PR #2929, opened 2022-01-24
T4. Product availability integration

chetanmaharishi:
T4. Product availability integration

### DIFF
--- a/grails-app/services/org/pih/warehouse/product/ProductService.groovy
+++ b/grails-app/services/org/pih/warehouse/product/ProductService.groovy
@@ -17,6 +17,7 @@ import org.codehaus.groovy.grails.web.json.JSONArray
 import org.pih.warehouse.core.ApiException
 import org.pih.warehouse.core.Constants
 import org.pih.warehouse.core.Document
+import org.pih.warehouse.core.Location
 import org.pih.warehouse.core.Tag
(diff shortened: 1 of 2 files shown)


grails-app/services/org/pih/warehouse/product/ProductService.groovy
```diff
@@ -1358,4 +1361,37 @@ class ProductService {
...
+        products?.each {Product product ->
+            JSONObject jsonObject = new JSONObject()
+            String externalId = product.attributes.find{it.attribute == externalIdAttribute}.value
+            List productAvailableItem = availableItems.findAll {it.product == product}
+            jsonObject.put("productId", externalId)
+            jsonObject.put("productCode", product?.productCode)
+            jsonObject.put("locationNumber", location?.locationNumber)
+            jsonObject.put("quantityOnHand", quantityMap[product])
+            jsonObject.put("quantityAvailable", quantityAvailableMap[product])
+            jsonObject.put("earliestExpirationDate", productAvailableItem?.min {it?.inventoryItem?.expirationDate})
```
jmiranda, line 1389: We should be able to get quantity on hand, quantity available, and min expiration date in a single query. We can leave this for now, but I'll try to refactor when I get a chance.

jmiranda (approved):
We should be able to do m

* * * * *

Write out the whole listing exactly.

Written reply
PR #2929, opened 2022-01-24
T4. Product availability integration

chetanmaharishi:
T4. Product availability integration

### DIFF
--- a/grails-app/services/org/pih/warehouse/product/ProductService.groovy
+++ b/grails-app/services/org/pih/warehouse/product/ProductService.groovy
@@ -17,6 +17,7 @@ import org.codehaus.groovy.grails.web.json.JSONArray
 import org.pih.warehouse.core.ApiException
 import org.pih.warehouse.core.Constants
 import org.pih.warehouse.core.Document
+import org.pih.warehouse.core.Location
 import org.pih.warehouse.core.Tag
(diff shortened: 1 of 2 files shown)


grails-app/services/org/pih/warehouse/product/ProductService.groovy
```diff
@@ -1358,4 +1361,37 @@ class ProductService {
...
+        products?.each {Product product ->
+            JSONObject jsonObject = new JSONObject()
+            String externalId = product.attributes.find{it.attribute == externalIdAttribute}.value
+            List productAvailableItem = availableItems.findAll {it.product == product}
+            jsonObject.put("productId", externalId)
+            jsonObject.put("productCode", product?.productCode)
+            jsonObject.put("locationNumber", location?.locationNumber)
+            jsonObject.put("quantityOnHand", quantityMap[product])
+            jsonObject.put("quantityAvailable", quantityAvailableMap[product])
+            jsonObject.put("earliestExpirationDate", productAvailableItem?.min {it?.inventoryItem?.expirationDate})
```
jmiranda, line 1389: We should be able to get quantity on hand, quantity available, and min expiration date in a single query. We can leave this for now, but I'll try to refactor when I get a chance.

jmiranda (approved):
We should be able to do m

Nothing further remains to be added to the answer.